*** Given information ***
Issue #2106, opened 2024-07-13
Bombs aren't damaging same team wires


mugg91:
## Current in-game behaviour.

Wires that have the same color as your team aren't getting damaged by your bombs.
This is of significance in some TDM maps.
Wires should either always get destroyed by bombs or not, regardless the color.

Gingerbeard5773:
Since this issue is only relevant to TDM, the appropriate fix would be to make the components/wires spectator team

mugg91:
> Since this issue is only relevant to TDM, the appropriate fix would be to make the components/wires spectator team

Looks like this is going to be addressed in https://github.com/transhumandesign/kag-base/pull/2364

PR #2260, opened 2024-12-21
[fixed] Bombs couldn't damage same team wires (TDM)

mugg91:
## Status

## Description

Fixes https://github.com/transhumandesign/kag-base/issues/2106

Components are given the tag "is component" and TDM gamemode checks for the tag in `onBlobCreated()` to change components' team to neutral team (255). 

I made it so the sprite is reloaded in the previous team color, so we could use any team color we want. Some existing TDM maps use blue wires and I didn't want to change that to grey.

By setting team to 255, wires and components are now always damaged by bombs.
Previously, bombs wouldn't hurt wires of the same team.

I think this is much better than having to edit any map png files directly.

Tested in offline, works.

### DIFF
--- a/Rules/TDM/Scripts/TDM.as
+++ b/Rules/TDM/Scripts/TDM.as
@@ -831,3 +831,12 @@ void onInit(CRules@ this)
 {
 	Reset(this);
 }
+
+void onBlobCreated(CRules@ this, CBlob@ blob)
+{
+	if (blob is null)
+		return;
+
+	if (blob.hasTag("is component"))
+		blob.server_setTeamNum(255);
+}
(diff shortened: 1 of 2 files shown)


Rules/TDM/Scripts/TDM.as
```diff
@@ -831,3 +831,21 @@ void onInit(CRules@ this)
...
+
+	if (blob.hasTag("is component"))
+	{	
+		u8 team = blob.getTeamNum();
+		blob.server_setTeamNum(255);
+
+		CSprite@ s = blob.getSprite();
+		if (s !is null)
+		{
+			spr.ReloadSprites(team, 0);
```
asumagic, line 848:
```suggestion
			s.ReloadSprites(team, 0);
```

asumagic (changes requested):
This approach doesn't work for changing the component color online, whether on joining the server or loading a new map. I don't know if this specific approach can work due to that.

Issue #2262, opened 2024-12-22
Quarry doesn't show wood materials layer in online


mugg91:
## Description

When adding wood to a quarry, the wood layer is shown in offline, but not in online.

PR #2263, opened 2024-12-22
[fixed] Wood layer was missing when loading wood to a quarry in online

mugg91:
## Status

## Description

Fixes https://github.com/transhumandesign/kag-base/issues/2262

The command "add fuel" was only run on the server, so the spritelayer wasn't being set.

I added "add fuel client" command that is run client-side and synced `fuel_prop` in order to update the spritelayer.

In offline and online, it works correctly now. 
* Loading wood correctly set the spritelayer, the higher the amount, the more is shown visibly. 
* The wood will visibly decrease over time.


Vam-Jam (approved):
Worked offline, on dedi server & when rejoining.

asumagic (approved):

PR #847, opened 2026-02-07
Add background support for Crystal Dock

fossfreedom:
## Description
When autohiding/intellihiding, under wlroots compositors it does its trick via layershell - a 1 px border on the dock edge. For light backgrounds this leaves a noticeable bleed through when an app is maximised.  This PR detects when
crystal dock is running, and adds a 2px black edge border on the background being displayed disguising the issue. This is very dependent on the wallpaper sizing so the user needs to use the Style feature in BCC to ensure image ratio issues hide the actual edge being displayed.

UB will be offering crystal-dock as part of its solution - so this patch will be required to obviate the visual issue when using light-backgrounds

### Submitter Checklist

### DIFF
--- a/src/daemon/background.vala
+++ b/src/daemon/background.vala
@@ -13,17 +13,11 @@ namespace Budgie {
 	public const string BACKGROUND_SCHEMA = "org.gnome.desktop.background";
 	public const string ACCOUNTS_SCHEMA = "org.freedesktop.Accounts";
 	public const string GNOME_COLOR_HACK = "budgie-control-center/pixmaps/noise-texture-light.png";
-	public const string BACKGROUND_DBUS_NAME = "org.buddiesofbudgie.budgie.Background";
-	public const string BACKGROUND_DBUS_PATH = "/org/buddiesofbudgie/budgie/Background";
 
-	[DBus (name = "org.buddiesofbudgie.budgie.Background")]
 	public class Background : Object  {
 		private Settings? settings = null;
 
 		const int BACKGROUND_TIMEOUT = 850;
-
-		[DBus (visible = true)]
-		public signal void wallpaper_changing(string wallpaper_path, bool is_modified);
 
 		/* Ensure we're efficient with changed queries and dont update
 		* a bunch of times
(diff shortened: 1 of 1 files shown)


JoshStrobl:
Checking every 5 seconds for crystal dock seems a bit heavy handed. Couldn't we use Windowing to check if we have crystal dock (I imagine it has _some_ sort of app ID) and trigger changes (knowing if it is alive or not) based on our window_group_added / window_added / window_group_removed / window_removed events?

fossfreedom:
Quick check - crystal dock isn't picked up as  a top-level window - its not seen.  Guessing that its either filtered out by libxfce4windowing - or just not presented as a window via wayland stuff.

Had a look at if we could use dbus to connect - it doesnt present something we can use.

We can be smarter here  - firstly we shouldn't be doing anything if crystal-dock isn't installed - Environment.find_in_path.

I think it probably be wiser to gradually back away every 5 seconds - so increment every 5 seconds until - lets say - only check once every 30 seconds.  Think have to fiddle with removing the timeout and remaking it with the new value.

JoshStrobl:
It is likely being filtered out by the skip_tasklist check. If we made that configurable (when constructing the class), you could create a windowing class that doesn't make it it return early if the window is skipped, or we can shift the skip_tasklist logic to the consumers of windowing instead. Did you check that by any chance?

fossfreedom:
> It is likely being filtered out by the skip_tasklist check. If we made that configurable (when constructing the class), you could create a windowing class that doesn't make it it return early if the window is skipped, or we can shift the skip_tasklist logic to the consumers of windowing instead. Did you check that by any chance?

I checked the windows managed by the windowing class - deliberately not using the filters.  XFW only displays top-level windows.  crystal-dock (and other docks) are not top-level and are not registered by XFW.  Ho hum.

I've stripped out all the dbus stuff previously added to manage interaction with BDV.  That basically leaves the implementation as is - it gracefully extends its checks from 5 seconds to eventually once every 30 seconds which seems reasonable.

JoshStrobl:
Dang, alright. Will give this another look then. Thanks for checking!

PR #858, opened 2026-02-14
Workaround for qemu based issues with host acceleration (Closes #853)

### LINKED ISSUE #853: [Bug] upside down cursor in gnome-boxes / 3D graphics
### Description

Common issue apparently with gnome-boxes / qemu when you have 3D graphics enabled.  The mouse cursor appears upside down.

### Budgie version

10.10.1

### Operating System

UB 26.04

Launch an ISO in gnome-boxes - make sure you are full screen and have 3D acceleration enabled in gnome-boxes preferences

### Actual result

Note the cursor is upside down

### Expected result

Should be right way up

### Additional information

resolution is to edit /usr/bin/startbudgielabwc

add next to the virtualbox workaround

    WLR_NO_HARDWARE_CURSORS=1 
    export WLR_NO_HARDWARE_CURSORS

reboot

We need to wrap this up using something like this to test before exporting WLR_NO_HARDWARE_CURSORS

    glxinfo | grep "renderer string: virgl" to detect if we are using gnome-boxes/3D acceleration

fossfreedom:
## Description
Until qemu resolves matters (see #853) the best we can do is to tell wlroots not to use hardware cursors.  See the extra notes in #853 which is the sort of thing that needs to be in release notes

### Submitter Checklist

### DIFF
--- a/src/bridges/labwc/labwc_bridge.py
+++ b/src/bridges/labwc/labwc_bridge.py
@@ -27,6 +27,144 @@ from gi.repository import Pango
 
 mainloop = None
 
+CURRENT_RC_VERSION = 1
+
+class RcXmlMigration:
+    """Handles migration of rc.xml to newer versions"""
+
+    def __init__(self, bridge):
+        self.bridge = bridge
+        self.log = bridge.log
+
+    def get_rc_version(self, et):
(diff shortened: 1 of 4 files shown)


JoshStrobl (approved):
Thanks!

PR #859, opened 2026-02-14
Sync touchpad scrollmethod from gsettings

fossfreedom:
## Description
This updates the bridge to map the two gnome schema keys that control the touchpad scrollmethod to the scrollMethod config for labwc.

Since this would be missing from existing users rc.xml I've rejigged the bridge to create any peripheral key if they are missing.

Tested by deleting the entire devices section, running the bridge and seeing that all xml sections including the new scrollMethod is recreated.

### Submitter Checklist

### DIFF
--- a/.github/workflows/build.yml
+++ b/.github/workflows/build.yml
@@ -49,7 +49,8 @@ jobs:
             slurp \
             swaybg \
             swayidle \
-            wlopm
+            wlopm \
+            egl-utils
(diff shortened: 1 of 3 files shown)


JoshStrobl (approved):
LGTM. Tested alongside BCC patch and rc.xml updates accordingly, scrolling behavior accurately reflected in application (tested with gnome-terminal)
*** End of Given information ***
What you are asked to do =>
Pull out each line of the entries that contains "changes".

Completed exercise =>
asumagic (changes requested):
Checking every 5 seconds for crystal dock seems a bit heavy handed. Couldn't we use Windowing to check if we have crystal dock (I imagine it has _some_ sort of app ID) and trigger changes (knowing if it is alive or not) based on our window_group_added / window_added / window_group_removed / window_removed events?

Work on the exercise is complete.